Awsome.  With the amount of multi-card / GPU set-ups, this is definitely a a good extension to the commands.

Thanks alot.


----------



## W1zzard (Feb 10, 2011)

if feedback here says it works then this will be included in the next build


----------



## oily_17 (Feb 10, 2011)

Windows 7 Ultimate x64, 2x HD4870......Works fine

Thanks!!


----------



## i43 (Feb 17, 2011)

*radeon 4870x2 and GPU-Z.0.5.1 (ccc v11.2) W7U 32b*

Hi all  
I still have HD4870x2(Saphiere), just today renewed all ATI drivers and updated things to latest releases 
then i noticed (may be? some anomalies? ) aka just simply by load /run  GPU-Z.0.5.1 ! 

GPU1 temperature rising and power draw rising - when just idling on desktop ?? No touching any 3D apps what ever... 
and closing GPU-Z - the problem goes away    


Shortly, the routine was like this: 
_On idle/desktop (w7 Ult. 32bit)_

1.load Everest sensor page and check  temps and power usage etc. 
most amaizes me readouts on fields: "GPU VRM (by Everest)" or "VDDC Current (by GPU-Z)" 

*GPU1: GPU VRM	12.19 A
	GPU2: GPU VRM	12.19 A*

2. Load Catalyst CC(v.11.2) and go to Performance -> AMD Overdrive page  
to check temps and clocks, as i test it without overclocking, so the numbers/readouts are   

*GPU:1 - Gpu Clock=507Mhz // Gpu Memory = 500Mhz   
	GPU:2 - Gpu Clock=507Mhz // Gpu Memory = 500Mhz 

	GPU:1 - Temp=72 C / Activity=0% / Fan Speed=27% 
	GPU:2 - Temp=53 C / Activity=0% *

3. Now i load GPU-Z.0.5.1 (no matter or no differences how many instances, 1 or 2, 
but usually i have loaded 2 instances , anyway that's currently optional ..so)
the readings i get are here:


1) Everest sensor page is running and it updates sensor readings in 3- sec interval so   
	GPU1: GPU VRM	*28.45 A*
	GPU2: GPU VRM	*12.19 A*


2) Catalyst CC(v.11.2) 
	GPU:1 - Gpu Clock=750Mhz // Gpu Memory = 900Mhz ! ' it rizes clocks for this GPU! only    
	GPU:2 - Gpu Clock=507Mhz // Gpu Memory = 500Mhz !

	GPU:1 - Temp=*87 C* / Activity=0% / Fan Speed=31% ! .. Temp is rizing !! 
	GPU:2 - Temp=53 C / Activity=0% 

2a) VDDC Current (by GPU-Z) is same for GPU1 = 28,5A and same for other GPU2 (it may differ from 11,52A - to 12,##A), 
( and all other readouts match 1:1 with each other within these 3 different monitoring programs ) 

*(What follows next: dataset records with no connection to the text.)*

PR #255, opened 2019-02-25
fix/parsec: avoid accusing same accomplice twice

maqi:


src/parsec.rs
```diff
@@ -1905,7 +1905,14 @@ impl<T: NetworkEvent, S: SecretId> Parsec<T, S> {
 
         let starting_index = self.peer_list.accomplice_event_checkpoint_by(creator);
         for (_, malice) in self.detect_accomplice_for_our_accusations(event, starting_index)? {
-            self.accuse(creator, Malice::Accomplice(event_hash, Box::new(malice)));
+            if !self.pending_accusations.iter().any(|(off, mal)| match mal {
+                Malice::Accomplice(_, ori_mal) => {
+                    off == &creator && ori_mal == &Box::new(malice.clone())
```
Fraser999: `off == &creator && **ori_mal == malice,` would avoid cloning.

src/parsec.rs
```diff
@@ -1905,7 +1905,14 @@ impl<T: NetworkEvent, S: SecretId> Parsec<T, S> {
 
         let starting_index = self.peer_list.accomplice_event_checkpoint_by(creator);
         for (_, malice) in self.detect_accomplice_for_our_accusations(event, starting_index)? {
-            self.accuse(creator, Malice::Accomplice(event_hash, Box::new(malice)));
+            if !self.pending_accusations.iter().any(|(off, mal)| match mal {
```
jeanphilippeD: Do we have a test to update for this? Otherwise should we have an integration or unit test for this?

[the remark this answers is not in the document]
maqi: This was following the code in `detect_accomplice_for_our_accusations`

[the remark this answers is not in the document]
maqi: will have a try

maqi: there is a test `consensus_with_fork` which will use this. However the test is currently `ignored` and it won't `expose` the change directly.

src/parsec.rs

3) Finally i close GPU-Z.0.5.1 everything goes back normal 


So, just wanted to ask ... are those activities normal? - 
i mean this so to say 'artificial' clock change normal for only (one) GPU1 ? in idle 2 D mode?
or this just happneds with dual GPU cards?  
BTW, later i run some 3d tests and logged all available readouts with Everest .. both GPU's work as expected ..  

OK anyway no big deal, but good to know  coze i do not remember seen this wit earlier drivers and stuff,
 about several months ago..  


OK  Thanks for listening 

Regards,


----------



## W1zzard (Feb 17, 2011)

when gpuz reads the sensors of the card this puts some stress on the card, sometimes enough for the driver to switch the card into a higher performance state.

you can turn off voltage sensor monitoring which helps the most


----------



## i43 (Feb 17, 2011)

Ok ! Big Thanks  for such quick reply 
I really appreciate this ! 

Regards,


----------



## johnspack (Feb 17, 2011)

I can verify that it works for me as well.


----------



## Sinzia (Feb 18, 2011)

Works for my dual GTX470's and the 9800GT as well!


----------